PR #11601, opened 2026-08-19
Revert "chore(tests): Avoid network, sleep and more during tests"

mudler:
Reverts mudler/LocalAI#11050

this looks breaking CI @richiejp . I merged to have a look at how it behaves, but to be fair I think it's too invasive in the process. Can we have a middle ground here? proxying feels very brittle


richiejp:
I'd just say it is a failed experiment then. The alternative I'd say is to start cutting backends. Most of the issues are caused by Python backends. The stuff that reduced or removed sleeps gets very fragile if you can't control the network. Probably the breakages you are seeing are builds and tests trying to go around the proxy, which is blocked to force using the proxy.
══════════════════════════════
The lines to return are those in the entries above that include "richiejp".

this looks breaking CI @richiejp . I merged to have a look at how it behaves, but to be fair I think it's too invasive in the process. Can we have a middle ground here? proxying feels very brittle
richiejp:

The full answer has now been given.